WORK ORDER:
Lines in which "tests" appears should be pulled from the data below.

Stored data

══════

PR #1564, opened 2025-03-14
allow non-protection features to survive protections toggle

shakyShane:
**Asana Task/Github Issue:** https://app.asana.com/0/1201141132935289/1209713939349679/f

## Description

- [x] apple, android, windows: only call 'load' on features if they are enabled in config
- [x] apple, android, windows: don't return early if protections were toggled
- [x] extension: NO CHANGE: `load` will be called for every feature in the bundle as before

apple, android, windows: 

Untitled (5)

extension:

image

## Testing Steps

- [x] updated tests to show no impact.

## Checklist

*Please tick all that apply:*

### DIFF
--- a/injected/entry-points/integration.js
+++ b/injected/entry-points/integration.js
@@ -26,7 +26,14 @@ function generateConfig() {
             domain: topLevelUrl.hostname,
             isBroken: false,
             allowlisted: false,
-            enabledFeatures: ['fingerprintingCanvas', 'fingerprintingScreenSize', 'navigatorInterface', 'cookie'],
+            enabledFeatures: [
+                'fingerprintingCanvas',
+                'fingerprintingScreenSize',
+                'navigatorInterface',
+                'cookie',
+                'webCompat',
+                'apiManipulation',
+            ],
         },
     };
 }
--- a/injected/entry-points/windows.js
+++ b/injected/entry-points/windows.js
@@ -2,7 +2,7 @@
  * @module Windows integration
  */
 import { load, init } from '../src/content-scope-features.js';
-import { processConfig, isGloballyDisabled, platformSpecificFeatures } from './../src/utils';
+import { processConfig, platformSpecificFeatures } from './../src/utils';
 import { WindowsMessagingConfig } from '../../messaging/index.js';
 
 function initCode() {
@@ -14,9 +14,7 @@ function initCode() {
     const userPreferences = $USER_PREFERENCES$;
 
     const processedConfig = processConfig(config, userUnprotectedDomains, userPreferences, platformSpecificFeatures);
-    if (isGloballyDisabled(processedConfig)) {
-        return;
-    }
+
     processedConfig.messagingConfig = new WindowsMessagingConfig({
         methods: {
             // @ts-expect-error - Type 'unknown' is not assignable to type...
--- a/injected/src/content-scope-features.js
+++ b/injected/src/content-scope-features.js
@@ -43,11 +43,12 @@ export function load(args) {
 
     const bundledFeatureNames = typeof importConfig.injectName === 'string' ? platformSupport[importConfig.injectName] : [];
 
-    // if we're globally disabled, only allow `platformSpecificFeatures`
+    // prettier-ignore
     const featuresToLoad = isGloballyDisabled(args)
+        // if we're globally disabled, only allow `platformSpecificFeatures`
         ? platformSpecificFeatures
-        : // otherwise, use `enabledFeatures` if available, falling back to every feature in the bundle
-          args.site.enabledFeatures || bundledFeatureNames;
+        // otherwise, use `enabledFeatures` if available, falling back to every feature in the bundle
+        : args.site.enabledFeatures || bundledFeatureNames;
 
     for (const featureName of bundledFeatureNames) {
         if (featuresToLoad.includes(featureName)) {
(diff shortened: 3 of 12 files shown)


shakyShane:
* **#1564** <a href="https://app.graphite.dev/github/pr/duckduckgo/content-scope-scripts/1564?utm_source=stack-comment-icon" target="_blank">Graphite</a> 👈 <a href="https://app.graphite.dev/github/pr/duckduckgo/content-scope-scripts/1564?utm_source=stack-comment-view-in-graphite" target="_blank">(View in Graphite)</a>
* `main`


<h2></h2>

This stack of pull requests is managed by <a href="https://graphite.dev?utm-source=stack-comment"><b>Graphite</b></a>. Learn more about <a href="https://stacking.dev/?utm_source=stack-comment">stacking</a>.

injected/entry-points/apple-isolated.js
```diff
@@ -0,0 +1,46 @@
...
+    processedConfig.messagingConfig = new WebkitMessagingConfig({
+        webkitMessageHandlerNames: ['contentScopeScriptsIsolated'],
+        secret: '',
+        hasModernWebkitAPI: true,
+    });
+
+    // prettier-ignore
+    const featuresToLoad = isGloballyDisabled(processedConfig)
+        ? featuresExemptFromProtectionToggle
+        : processedConfig.site.enabledFeatures;
```
shakyShane, line 27: just an idea, very much open to others :)

injected/src/content-scope-features.js
```diff
@@ -60,8 +63,7 @@ export async function init(args) {
     }
     registerMessageSecret(args.messageSecret);
     initStringExemptionLists(args);
-    const resolvedFeatures = await Promise.all(features);
```
jonathanKingston, line 63: Was looking at this the other day. This used to be `features.push`'ing a promise I think.

injected/entry-points/apple-isolated.js
dbajpeyi: Shouldn't this be in `processConfig` where `enabledFeatures` are computed? Or do we want to be very explicit about it?

injected/entry-points/integration.js
```diff
@@ -26,7 +26,14 @@ function generateConfig() {
...
             isBroken: false,
             allowlisted: false,
-            enabledFeatures: ['fingerprintingCanvas', 'fingerprintingScreenSize', 'navigatorInterface', 'cookie'],
+            enabledFeatures: [
+                'fingerprintingCanvas',
+                'fingerprintingScreenSize',
+                'navigatorInterface',
+                'cookie',
+                'webCompat',
+                'apiManipulation',
```
shakyShane, line 35: this change is needed to keep the tests passing. In production the extension calls 'load' on every feature.

injected/entry-points/windows.js
```diff
@@ -14,9 +14,7 @@ function initCode() {
     const userPreferences = $USER_PREFERENCES$;
 
     const processedConfig = processConfig(config, userUnprotectedDomains, userPreferences, platformSpecificFeatures);
```
jonathanKingston, line 16: I'm not really sure why we import something from utils to then pass it back in again... but it's also fine not to change this.

In Deeps change, we've tried to move more stuff out of these boilerplate files when it's not needed. I think we can do much more of it and/or almost get rid of them now.

injected/src/utils.js
```diff
@@ -487,6 +487,13 @@ export function isUnprotectedDomain(topLevelHostname, featureList) {
     if (!topLevelHostname) {
         return false;
     }
+
+    // special-case for localhost (eg: testing)
+    if (topLevelHostname === 'localhost') {
```
jonathanKingston, line 492: Is this just a short circuit? Doesn't it work anyway? If not can we make it work rather than have an additional branch for this?

injected/entry-points/windows.js
shakyShane: yeah I can change this tbh

injected/src/content-scope-features.js
```diff
@@ -41,13 +41,22 @@ export function load(args) {
...
-        const ContentFeature = platformFeatures['ddg_feature_' + featureName];
-        const featureInstance = new ContentFeature(featureName, importConfig, args);
-        featureInstance.callLoad();
-        features.push({ featureName, featureInstance });
+    // prettier-ignore
+    const featuresToLoad = isGloballyDisabled(args)
+        // if we're globally disabled, only allow `platformSpecificFeatures`
+        ? platformSpecificFeatures
+        // otherwise, use `enabledFeatures` if available, falling back to every feature in the bundle
+        : args.site.enabledFeatures || bundledFeatureNames;
```
jonathanKingston, line 51: When don't we have `enabledFeatures`?

shakyShane: when the extension calls 'load'

injected/src/utils.js
shakyShane: actually not needed right now, I'll remove to further reduce the change

injected/entry-points/windows.js
shakyShane: Ahh I remember now, it's to allow things like autofill to call `processConfig`. It's not ideal and we can continue to tweak, but as you mentioned let's not alter it as part of this change

injected/src/content-scope-features.js
jonathanKingston: I wonder if we should make it more explicitly commented?

jonathanKingston (approved):
Didn't test but looks as expected, thanks for doing this!

jonathanKingston (approved):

══════

EXERCISE RESPONSE:
- [x] updated tests to show no impact.
shakyShane, line 35: this change is needed to keep the tests passing. In production the extension calls 'load' on every feature.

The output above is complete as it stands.